WHAT YOU HAVE TO DO: The response should consist of the records that follow, printed exactly.

RECORDED DATA:

PR #1269, opened 2025-07-10
fix: Add python path for build commands

kolipakakondal:
## Description

Add python path for build commands to avoid build issues.

Fixes # ([IEP-1580](https://jira.espressif.com:8443/browse/IEP-1580))

## Type of change

## How has this been tested?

COMPLETED TASK:
PR #1269, opened 2025-07-10
fix: Add python path for build commands

kolipakakondal:
## Description

Add python path for build commands to avoid build issues.

Fixes # ([IEP-1580](https://jira.espressif.com:8443/browse/IEP-1580))

## Type of change

## How has this been tested?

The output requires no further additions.